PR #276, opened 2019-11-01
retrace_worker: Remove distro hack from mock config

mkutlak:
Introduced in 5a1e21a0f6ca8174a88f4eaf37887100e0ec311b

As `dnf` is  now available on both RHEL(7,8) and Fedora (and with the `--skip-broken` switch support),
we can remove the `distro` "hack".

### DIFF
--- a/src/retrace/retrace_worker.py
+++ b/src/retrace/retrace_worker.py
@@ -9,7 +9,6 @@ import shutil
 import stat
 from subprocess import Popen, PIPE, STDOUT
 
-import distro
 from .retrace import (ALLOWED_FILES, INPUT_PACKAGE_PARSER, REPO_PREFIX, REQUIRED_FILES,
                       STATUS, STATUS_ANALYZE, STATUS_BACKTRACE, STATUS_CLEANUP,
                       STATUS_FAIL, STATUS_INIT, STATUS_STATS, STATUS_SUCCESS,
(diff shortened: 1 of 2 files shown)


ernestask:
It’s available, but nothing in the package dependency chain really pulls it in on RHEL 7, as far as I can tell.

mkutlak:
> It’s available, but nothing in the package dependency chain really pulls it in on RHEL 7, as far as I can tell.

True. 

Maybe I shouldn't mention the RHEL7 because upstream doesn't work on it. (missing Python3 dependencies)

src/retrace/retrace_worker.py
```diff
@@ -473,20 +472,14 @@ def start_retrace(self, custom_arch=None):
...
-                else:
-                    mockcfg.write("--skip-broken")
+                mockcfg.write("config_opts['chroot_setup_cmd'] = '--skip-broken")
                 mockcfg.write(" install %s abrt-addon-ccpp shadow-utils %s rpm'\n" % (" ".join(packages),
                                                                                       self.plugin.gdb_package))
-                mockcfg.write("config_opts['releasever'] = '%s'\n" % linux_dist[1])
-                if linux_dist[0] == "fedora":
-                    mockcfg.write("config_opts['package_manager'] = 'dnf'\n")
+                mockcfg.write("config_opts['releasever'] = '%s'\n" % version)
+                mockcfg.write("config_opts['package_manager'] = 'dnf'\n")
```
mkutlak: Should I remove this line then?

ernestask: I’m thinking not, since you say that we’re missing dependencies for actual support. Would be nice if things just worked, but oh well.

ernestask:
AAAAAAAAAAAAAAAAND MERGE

PROBLEM: The full listing must be retyped exactly as it stands.

EXERCISE SOLUTION:
PR #276, opened 2019-11-01
retrace_worker: Remove distro hack from mock config

mkutlak:
Introduced in 5a1e21a0f6ca8174a88f4eaf37887100e0ec311b

As `dnf` is  now available on both RHEL(7,8) and Fedora (and with the `--skip-broken` switch support),
we can remove the `distro` "hack".

### DIFF
--- a/src/retrace/retrace_worker.py
+++ b/src/retrace/retrace_worker.py
@@ -9,7 +9,6 @@ import shutil
 import stat
 from subprocess import Popen, PIPE, STDOUT
 
-import distro
 from .retrace import (ALLOWED_FILES, INPUT_PACKAGE_PARSER, REPO_PREFIX, REQUIRED_FILES,
                       STATUS, STATUS_ANALYZE, STATUS_BACKTRACE, STATUS_CLEANUP,
                       STATUS_FAIL, STATUS_INIT, STATUS_STATS, STATUS_SUCCESS,
(diff shortened: 1 of 2 files shown)


ernestask:
It’s available, but nothing in the package dependency chain really pulls it in on RHEL 7, as far as I can tell.

mkutlak:
> It’s available, but nothing in the package dependency chain really pulls it in on RHEL 7, as far as I can tell.

True. 

Maybe I shouldn't mention the RHEL7 because upstream doesn't work on it. (missing Python3 dependencies)

src/retrace/retrace_worker.py
```diff
@@ -473,20 +472,14 @@ def start_retrace(self, custom_arch=None):
...
-                else:
-                    mockcfg.write("--skip-broken")
+                mockcfg.write("config_opts['chroot_setup_cmd'] = '--skip-broken")
                 mockcfg.write(" install %s abrt-addon-ccpp shadow-utils %s rpm'\n" % (" ".join(packages),
                                                                                       self.plugin.gdb_package))
-                mockcfg.write("config_opts['releasever'] = '%s'\n" % linux_dist[1])
-                if linux_dist[0] == "fedora":
-                    mockcfg.write("config_opts['package_manager'] = 'dnf'\n")
+                mockcfg.write("config_opts['releasever'] = '%s'\n" % version)
+                mockcfg.write("config_opts['package_manager'] = 'dnf'\n")
```
mkutlak: Should I remove this line then?

ernestask: I’m thinking not, since you say that we’re missing dependencies for actual support. Would be nice if things just worked, but oh well.

ernestask:
AAAAAAAAAAAAAAAAND MERGE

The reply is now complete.